• _YOUR INSTRUCTIONS_: Exactly as written, output each record given below.

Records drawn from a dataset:
####

PR #4570, opened 2022-04-30
Add missing LINKX datasets

Padarn:
This PR addresses the request in https://github.com/pyg-team/pytorch_geometric/issues/4569 to add the missing datasets from LINKX.

Note that the loading of these datasets requires handling slightly different storage formats. It may be better that we create separate loaders for the datasets that don't match the common pattern.

Also note that `deezer-europe` dataset is stored with a large number of [categorical features](https://snap.stanford.edu/data/feather-deezer-social.html)  which I am currently turning into a dense tensor (as per https://github.com/CUAI/Non-Homophily-Large-Scale/blob/eb531f33b2c8f3c14d64287938b761df1838e6d3/dataset.py#L163). Possibly we can store this as sparse.

### DIFF
--- a/torch_geometric/datasets/linkx_dataset.py
+++ b/torch_geometric/datasets/linkx_dataset.py
@@ -36,6 +36,14 @@ class LINKXDataset(InMemoryDataset):
         'amherst41': f'{url}/facebook100/Amherst41.mat',
         'cornell5': f'{url}/facebook100/Cornell5.mat',
         'johnshopkins55': f'{url}/facebook100/Johns%20Hopkins55.mat',
+        'chameleon': f'{url}/chameleon.mat',
+        'cornell': f'{url}/cornell.mat',
+        'deezer-europe': f'{url}/deezer-europe.mat',
+        'film': f'{url}/film.mat',
+        'genius': f'{url}/genius.mat',
+        'squirrel': f'{url}/squirrel.mat',
+        'texas': f'{url}/texas.mat',
+        'wisconsin': f'{url}/wisconsin.mat',
     }
 
     splits = {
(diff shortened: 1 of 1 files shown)


torch_geometric/datasets/linkx_dataset.py
```diff
@@ -79,20 +87,36 @@ def process(self):
...
-            _, out = x[:, i].unique(return_inverse=True)
-            xs.append(F.one_hot(out).to(torch.float))
-        x = torch.cat(xs, dim=-1)
+        if 'A' in mat:
+            A = mat['A'].tocsr().tocoo()
+            row = torch.from_numpy(A.row).to(torch.long)
+            col = torch.from_numpy(A.col).to(torch.long)
+            edge_index = torch.stack([row, col], dim=0)
+        elif 'edge_index' in mat:
+            edge_index = torch.tensor(mat['edge_index'])
```
rusty1s, line 96:
```suggestion
            edge_index = torch.from_numpy(mat['edge_index']).to(torch.long)
```

torch_geometric/datasets/linkx_dataset.py
```diff
@@ -79,20 +87,36 @@ def process(self):
...
+            xs = []
+            y = metadata[:, 1] - 1  # gender label, -1 means unlabeled
+            x = torch.cat([metadata[:, :1], metadata[:, 2:]], dim=-1)
+            for i in range(x.size(1)):
+                _, out = x[:, i].unique(return_inverse=True)
+                xs.append(F.one_hot(out).to(torch.float))
+            x = torch.cat(xs, dim=-1)
+        else:
+            if 'node_feat' in mat:
+                x = torch.tensor(mat['node_feat'])
```
rusty1s, line 111:
```suggestion
                x = torch.from_numpy(mat['node_feat']).to(torch.float)
```

torch_geometric/datasets/genius.py
```diff
@@ -0,0 +1,71 @@
...
+from typing import Callable, List, Optional
+
+import torch
+
+from torch_geometric.data import Data, InMemoryDataset, download_url
+
+
+class GeniusDataset(InMemoryDataset):
+    r"""The 'genius' datasets from  `"Expertise and dynamics within
+    crowdsourced musical knowledge curation"
```
rusty1s, line 11:
```suggestion
    Crowdsourced Musical Knowledge Curation"
```

torch_geometric/datasets/genius.py
```diff
@@ -0,0 +1,71 @@
...
+        pre_transform (callable, optional): A function/transform that takes in
+            an :obj:`torch_geometric.data.Data` object and returns a
+            transformed version. The data object will be transformed before
+            being saved to disk. (default: :obj:`None`)
+    """
+
+    url = 'https://github.com/CUAI/Non-Homophily-Large-Scale/raw/master/' \
+          'data/genius.mat'
+
+    def __init__(self, root: str, transform: Optional[Callable] = None,
```
rusty1s, line 29: `name` missing?

torch_geometric/datasets/genius.py
```diff
@@ -0,0 +1,71 @@
...
+    def raw_dir(self) -> str:
+        return osp.join(self.root, self.name, 'raw')
+
+    @property
+    def processed_dir(self) -> str:
+        return osp.join(self.root, self.name, 'processed')
+
+    @property
+    def raw_file_names(self) -> List[str]:
+        names = [self.datasets[self.name].split('/')[-1]]
```
rusty1s, line 45: Where is `self.datasets` and `self.splits` defined?

Padarn:
Hey @rusty1s sorry for the earlier WIP - I was still figuring out how I thought it best to add these datasets.

I decided it was best to add them to the existing `LINKXDataset` as in my original PR - the reason being that these datasets are modified from the original datasets, and I thought it would be confusing if we named them individually.

I will add the other datasets in another PR if you're okay with this approach.

rusty1s:
Thanks @Padarn. I agree with you. This approach sounds perfect to me!

Issue #4567, opened 2022-04-29
`download` and `process` methods are not called when `Dataset` is subclassed indirectly


raimis:
### 🐛 Describe the bug

Create a dummy dataset `DS`  by directly subclassing `Dataset`, i.e. `DS` --> `Dataset`:
```python
from torch_geometric.data import Dataset

class DS(Dataset):

    @property
    def raw_file_names(self):
        return 'dummy'

    def download(self):
        print(f'Calling {self.__class__.__name__}.download')
``` 
When creating an instance of `DS`, the method `download` is called as expected:
```python
ds = DS('.')
Calling DS.download
```

Create a dummy dataset `DS2` by indirectly subclassing `Dataset`, i.e.  `DS2` --> `DS1` --> `Dataset`:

####

• _TASK OUTPUT_:
PR #4570, opened 2022-04-30
Add missing LINKX datasets

Padarn:
This PR addresses the request in https://github.com/pyg-team/pytorch_geometric/issues/4569 to add the missing datasets from LINKX.

Note that the loading of these datasets requires handling slightly different storage formats. It may be better that we create separate loaders for the datasets that don't match the common pattern.

Also note that `deezer-europe` dataset is stored with a large number of [categorical features](https://snap.stanford.edu/data/feather-deezer-social.html)  which I am currently turning into a dense tensor (as per https://github.com/CUAI/Non-Homophily-Large-Scale/blob/eb531f33b2c8f3c14d64287938b761df1838e6d3/dataset.py#L163). Possibly we can store this as sparse.

### DIFF
--- a/torch_geometric/datasets/linkx_dataset.py
+++ b/torch_geometric/datasets/linkx_dataset.py
@@ -36,6 +36,14 @@ class LINKXDataset(InMemoryDataset):
         'amherst41': f'{url}/facebook100/Amherst41.mat',
         'cornell5': f'{url}/facebook100/Cornell5.mat',
         'johnshopkins55': f'{url}/facebook100/Johns%20Hopkins55.mat',
+        'chameleon': f'{url}/chameleon.mat',
+        'cornell': f'{url}/cornell.mat',
+        'deezer-europe': f'{url}/deezer-europe.mat',
+        'film': f'{url}/film.mat',
+        'genius': f'{url}/genius.mat',
+        'squirrel': f'{url}/squirrel.mat',
+        'texas': f'{url}/texas.mat',
+        'wisconsin': f'{url}/wisconsin.mat',
     }
 
     splits = {
(diff shortened: 1 of 1 files shown)


torch_geometric/datasets/linkx_dataset.py
```diff
@@ -79,20 +87,36 @@ def process(self):
...
-            _, out = x[:, i].unique(return_inverse=True)
-            xs.append(F.one_hot(out).to(torch.float))
-        x = torch.cat(xs, dim=-1)
+        if 'A' in mat:
+            A = mat['A'].tocsr().tocoo()
+            row = torch.from_numpy(A.row).to(torch.long)
+            col = torch.from_numpy(A.col).to(torch.long)
+            edge_index = torch.stack([row, col], dim=0)
+        elif 'edge_index' in mat:
+            edge_index = torch.tensor(mat['edge_index'])
```
rusty1s, line 96:
```suggestion
            edge_index = torch.from_numpy(mat['edge_index']).to(torch.long)
```

torch_geometric/datasets/linkx_dataset.py
```diff
@@ -79,20 +87,36 @@ def process(self):
...
+            xs = []
+            y = metadata[:, 1] - 1  # gender label, -1 means unlabeled
+            x = torch.cat([metadata[:, :1], metadata[:, 2:]], dim=-1)
+            for i in range(x.size(1)):
+                _, out = x[:, i].unique(return_inverse=True)
+                xs.append(F.one_hot(out).to(torch.float))
+            x = torch.cat(xs, dim=-1)
+        else:
+            if 'node_feat' in mat:
+                x = torch.tensor(mat['node_feat'])
```
rusty1s, line 111:
```suggestion
                x = torch.from_numpy(mat['node_feat']).to(torch.float)
```

torch_geometric/datasets/genius.py
```diff
@@ -0,0 +1,71 @@
...
+from typing import Callable, List, Optional
+
+import torch
+
+from torch_geometric.data import Data, InMemoryDataset, download_url
+
+
+class GeniusDataset(InMemoryDataset):
+    r"""The 'genius' datasets from  `"Expertise and dynamics within
+    crowdsourced musical knowledge curation"
```
rusty1s, line 11:
```suggestion
    Crowdsourced Musical Knowledge Curation"
```

torch_geometric/datasets/genius.py
```diff
@@ -0,0 +1,71 @@
...
+        pre_transform (callable, optional): A function/transform that takes in
+            an :obj:`torch_geometric.data.Data` object and returns a
+            transformed version. The data object will be transformed before
+            being saved to disk. (default: :obj:`None`)
+    """
+
+    url = 'https://github.com/CUAI/Non-Homophily-Large-Scale/raw/master/' \
+          'data/genius.mat'
+
+    def __init__(self, root: str, transform: Optional[Callable] = None,
```
rusty1s, line 29: `name` missing?

torch_geometric/datasets/genius.py
```diff
@@ -0,0 +1,71 @@
...
+    def raw_dir(self) -> str:
+        return osp.join(self.root, self.name, 'raw')
+
+    @property
+    def processed_dir(self) -> str:
+        return osp.join(self.root, self.name, 'processed')
+
+    @property
+    def raw_file_names(self) -> List[str]:
+        names = [self.datasets[self.name].split('/')[-1]]
```
rusty1s, line 45: Where is `self.datasets` and `self.splits` defined?

Padarn:
Hey @rusty1s sorry for the earlier WIP - I was still figuring out how I thought it best to add these datasets.

I decided it was best to add them to the existing `LINKXDataset` as in my original PR - the reason being that these datasets are modified from the original datasets, and I thought it would be confusing if we named them individually.

I will add the other datasets in another PR if you're okay with this approach.

rusty1s:
Thanks @Padarn. I agree with you. This approach sounds perfect to me!

Issue #4567, opened 2022-04-29
`download` and `process` methods are not called when `Dataset` is subclassed indirectly


raimis:
### 🐛 Describe the bug

Create a dummy dataset `DS`  by directly subclassing `Dataset`, i.e. `DS` --> `Dataset`:
```python
from torch_geometric.data import Dataset

class DS(Dataset):

    @property
    def raw_file_names(self):
        return 'dummy'

    def download(self):
        print(f'Calling {self.__class__.__name__}.download')
``` 
When creating an instance of `DS`, the method `download` is called as expected:
```python
ds = DS('.')
Calling DS.download
```

Create a dummy dataset `DS2` by indirectly subclassing `Dataset`, i.e.  `DS2` --> `DS1` --> `Dataset`:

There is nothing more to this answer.